### What you should do:
Return exactly the lines of the records below, starting at the line that contains "- INFO log states" and ending at the line that contains "## What changed", with both of those lines kept.

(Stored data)
- Opening Delimiter -

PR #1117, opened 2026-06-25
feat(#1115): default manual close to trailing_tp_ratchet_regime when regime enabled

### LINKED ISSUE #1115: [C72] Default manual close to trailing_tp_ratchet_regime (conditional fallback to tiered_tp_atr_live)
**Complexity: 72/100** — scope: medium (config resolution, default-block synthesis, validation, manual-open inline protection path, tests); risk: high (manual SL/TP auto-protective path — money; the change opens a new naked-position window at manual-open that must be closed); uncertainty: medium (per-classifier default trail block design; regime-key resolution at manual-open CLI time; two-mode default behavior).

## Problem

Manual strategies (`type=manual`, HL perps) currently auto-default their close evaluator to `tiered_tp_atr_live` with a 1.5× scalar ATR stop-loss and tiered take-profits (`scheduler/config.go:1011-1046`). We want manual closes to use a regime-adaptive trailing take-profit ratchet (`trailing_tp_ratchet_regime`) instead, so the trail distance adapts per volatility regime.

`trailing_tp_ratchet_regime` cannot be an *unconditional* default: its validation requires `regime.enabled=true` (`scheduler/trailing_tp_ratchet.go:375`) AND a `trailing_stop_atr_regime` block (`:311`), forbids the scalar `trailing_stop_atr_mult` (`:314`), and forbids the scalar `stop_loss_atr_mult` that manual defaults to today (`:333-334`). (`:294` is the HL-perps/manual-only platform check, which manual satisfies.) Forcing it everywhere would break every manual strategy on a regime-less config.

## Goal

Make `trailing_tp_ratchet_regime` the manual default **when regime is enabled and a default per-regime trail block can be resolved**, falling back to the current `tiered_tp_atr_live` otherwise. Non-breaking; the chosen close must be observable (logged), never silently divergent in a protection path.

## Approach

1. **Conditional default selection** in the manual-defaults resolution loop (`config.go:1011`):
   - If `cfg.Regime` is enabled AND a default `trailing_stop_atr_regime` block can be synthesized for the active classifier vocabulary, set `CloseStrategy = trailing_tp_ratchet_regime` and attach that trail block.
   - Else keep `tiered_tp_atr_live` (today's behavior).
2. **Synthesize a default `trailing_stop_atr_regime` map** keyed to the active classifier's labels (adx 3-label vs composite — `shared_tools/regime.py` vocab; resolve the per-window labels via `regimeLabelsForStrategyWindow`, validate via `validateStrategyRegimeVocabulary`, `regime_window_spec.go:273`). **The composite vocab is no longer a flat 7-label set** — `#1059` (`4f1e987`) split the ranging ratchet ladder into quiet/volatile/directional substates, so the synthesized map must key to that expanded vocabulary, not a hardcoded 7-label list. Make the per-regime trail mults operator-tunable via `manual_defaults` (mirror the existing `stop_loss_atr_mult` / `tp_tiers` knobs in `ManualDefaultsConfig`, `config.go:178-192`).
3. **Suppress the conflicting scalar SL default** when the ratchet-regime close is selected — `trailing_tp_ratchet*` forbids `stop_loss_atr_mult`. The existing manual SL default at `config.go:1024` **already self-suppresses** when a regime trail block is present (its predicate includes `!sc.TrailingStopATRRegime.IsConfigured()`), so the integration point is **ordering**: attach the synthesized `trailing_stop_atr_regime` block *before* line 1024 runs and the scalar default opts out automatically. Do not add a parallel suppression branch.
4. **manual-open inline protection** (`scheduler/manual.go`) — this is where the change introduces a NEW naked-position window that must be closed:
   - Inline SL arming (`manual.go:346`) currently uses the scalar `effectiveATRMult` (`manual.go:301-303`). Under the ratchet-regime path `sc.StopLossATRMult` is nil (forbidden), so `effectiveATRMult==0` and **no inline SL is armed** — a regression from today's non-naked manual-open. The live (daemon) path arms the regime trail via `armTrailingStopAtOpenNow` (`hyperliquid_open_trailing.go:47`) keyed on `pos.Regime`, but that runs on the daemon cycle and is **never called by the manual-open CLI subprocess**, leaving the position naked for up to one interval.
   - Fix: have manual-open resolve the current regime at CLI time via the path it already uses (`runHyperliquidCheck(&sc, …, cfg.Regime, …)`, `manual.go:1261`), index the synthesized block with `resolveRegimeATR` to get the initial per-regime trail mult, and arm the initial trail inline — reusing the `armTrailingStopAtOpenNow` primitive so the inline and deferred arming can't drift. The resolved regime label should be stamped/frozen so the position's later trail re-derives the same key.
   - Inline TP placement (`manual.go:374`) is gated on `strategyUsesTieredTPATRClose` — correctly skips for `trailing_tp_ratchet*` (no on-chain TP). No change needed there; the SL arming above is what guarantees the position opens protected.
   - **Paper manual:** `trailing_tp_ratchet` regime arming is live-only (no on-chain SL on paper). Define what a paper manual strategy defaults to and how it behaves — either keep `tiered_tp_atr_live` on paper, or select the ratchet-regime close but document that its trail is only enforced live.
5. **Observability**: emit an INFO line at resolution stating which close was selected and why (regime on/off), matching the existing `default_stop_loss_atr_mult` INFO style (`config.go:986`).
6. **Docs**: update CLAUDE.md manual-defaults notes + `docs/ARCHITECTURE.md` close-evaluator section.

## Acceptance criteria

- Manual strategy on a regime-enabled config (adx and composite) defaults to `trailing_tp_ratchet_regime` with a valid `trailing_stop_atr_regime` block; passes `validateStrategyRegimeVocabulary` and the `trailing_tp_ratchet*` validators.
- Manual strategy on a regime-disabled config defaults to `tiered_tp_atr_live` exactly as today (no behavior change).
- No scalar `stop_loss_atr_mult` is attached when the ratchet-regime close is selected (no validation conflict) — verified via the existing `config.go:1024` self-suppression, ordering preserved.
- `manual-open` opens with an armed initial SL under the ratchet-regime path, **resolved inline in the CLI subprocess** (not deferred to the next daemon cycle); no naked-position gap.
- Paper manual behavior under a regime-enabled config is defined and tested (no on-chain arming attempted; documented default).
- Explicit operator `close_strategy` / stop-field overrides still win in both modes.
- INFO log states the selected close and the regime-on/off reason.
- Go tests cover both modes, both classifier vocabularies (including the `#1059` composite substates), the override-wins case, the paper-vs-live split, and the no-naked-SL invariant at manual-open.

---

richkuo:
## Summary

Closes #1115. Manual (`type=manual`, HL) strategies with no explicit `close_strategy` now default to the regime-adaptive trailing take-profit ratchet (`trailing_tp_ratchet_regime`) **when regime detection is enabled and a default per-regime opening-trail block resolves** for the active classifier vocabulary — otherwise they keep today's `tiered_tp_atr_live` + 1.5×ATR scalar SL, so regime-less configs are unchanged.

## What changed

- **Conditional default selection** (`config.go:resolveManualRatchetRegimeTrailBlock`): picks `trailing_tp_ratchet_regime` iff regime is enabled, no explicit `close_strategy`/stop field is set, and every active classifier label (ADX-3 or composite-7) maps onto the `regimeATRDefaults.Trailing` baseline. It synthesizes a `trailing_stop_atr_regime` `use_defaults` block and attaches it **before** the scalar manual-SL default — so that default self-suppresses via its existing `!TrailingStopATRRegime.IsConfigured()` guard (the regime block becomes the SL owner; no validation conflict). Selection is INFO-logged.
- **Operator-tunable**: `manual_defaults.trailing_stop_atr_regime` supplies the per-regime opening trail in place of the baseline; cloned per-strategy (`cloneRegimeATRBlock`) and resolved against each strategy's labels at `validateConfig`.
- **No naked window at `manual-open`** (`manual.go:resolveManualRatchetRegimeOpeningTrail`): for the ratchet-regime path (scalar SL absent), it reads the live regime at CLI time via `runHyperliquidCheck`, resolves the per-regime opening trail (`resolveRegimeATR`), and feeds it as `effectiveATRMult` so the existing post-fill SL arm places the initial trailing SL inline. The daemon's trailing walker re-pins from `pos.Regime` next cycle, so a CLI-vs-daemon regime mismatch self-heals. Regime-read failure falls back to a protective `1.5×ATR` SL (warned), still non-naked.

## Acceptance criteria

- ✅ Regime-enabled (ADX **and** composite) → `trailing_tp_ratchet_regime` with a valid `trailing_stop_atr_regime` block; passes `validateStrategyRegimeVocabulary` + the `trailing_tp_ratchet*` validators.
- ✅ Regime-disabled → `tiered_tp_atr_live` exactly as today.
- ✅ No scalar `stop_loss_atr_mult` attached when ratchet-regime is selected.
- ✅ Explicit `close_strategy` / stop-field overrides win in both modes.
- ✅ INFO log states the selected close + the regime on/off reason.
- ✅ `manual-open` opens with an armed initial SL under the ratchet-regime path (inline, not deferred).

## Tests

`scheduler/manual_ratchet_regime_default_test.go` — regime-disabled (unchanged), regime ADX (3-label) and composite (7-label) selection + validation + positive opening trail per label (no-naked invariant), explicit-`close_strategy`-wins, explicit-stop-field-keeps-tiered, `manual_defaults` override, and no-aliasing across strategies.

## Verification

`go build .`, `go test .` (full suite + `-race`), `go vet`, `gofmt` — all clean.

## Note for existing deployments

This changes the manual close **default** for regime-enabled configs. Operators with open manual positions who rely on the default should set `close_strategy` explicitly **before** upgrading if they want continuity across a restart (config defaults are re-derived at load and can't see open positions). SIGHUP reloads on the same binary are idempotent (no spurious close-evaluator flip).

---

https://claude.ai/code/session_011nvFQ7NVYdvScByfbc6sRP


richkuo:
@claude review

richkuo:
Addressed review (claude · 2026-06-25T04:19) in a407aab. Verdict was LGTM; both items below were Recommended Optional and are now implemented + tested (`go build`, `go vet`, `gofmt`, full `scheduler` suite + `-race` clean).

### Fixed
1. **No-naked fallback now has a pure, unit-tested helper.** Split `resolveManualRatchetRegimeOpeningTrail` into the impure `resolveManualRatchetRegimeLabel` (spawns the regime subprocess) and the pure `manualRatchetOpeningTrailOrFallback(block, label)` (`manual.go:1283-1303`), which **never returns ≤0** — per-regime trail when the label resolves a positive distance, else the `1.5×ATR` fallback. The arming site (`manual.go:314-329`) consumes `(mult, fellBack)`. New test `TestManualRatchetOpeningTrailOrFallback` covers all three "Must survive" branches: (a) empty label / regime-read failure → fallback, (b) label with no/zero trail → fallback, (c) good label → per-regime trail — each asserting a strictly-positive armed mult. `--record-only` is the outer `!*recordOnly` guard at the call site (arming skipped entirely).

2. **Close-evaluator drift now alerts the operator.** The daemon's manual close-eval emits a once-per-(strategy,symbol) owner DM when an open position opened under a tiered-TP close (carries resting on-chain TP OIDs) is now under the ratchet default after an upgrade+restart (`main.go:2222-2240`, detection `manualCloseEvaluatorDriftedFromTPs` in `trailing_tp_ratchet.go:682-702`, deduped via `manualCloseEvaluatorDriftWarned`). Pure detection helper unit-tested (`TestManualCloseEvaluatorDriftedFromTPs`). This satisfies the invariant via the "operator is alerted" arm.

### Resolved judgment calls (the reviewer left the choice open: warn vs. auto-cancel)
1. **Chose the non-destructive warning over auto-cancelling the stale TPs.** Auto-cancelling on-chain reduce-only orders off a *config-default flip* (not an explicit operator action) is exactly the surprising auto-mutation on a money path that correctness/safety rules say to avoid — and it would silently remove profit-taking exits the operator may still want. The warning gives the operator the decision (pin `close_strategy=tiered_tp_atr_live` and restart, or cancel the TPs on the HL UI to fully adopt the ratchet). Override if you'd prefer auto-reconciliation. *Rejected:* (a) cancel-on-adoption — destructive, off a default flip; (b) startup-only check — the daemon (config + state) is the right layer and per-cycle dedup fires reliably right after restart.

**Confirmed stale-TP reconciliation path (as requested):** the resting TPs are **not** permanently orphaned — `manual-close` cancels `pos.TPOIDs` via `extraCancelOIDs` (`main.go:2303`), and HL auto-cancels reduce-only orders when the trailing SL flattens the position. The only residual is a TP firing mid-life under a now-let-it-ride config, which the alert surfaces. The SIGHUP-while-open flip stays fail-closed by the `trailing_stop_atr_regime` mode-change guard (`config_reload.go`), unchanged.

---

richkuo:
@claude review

- Closing Delimiter -

### Solution to the exercise:
- INFO log states the selected close and the regime-on/off reason.
- Go tests cover both modes, both classifier vocabularies (including the `#1059` composite substates), the override-wins case, the paper-vs-live split, and the no-naked-SL invariant at manual-open.

---

richkuo:
## Summary

Closes #1115. Manual (`type=manual`, HL) strategies with no explicit `close_strategy` now default to the regime-adaptive trailing take-profit ratchet (`trailing_tp_ratchet_regime`) **when regime detection is enabled and a default per-regime opening-trail block resolves** for the active classifier vocabulary — otherwise they keep today's `tiered_tp_atr_live` + 1.5×ATR scalar SL, so regime-less configs are unchanged.

## What changed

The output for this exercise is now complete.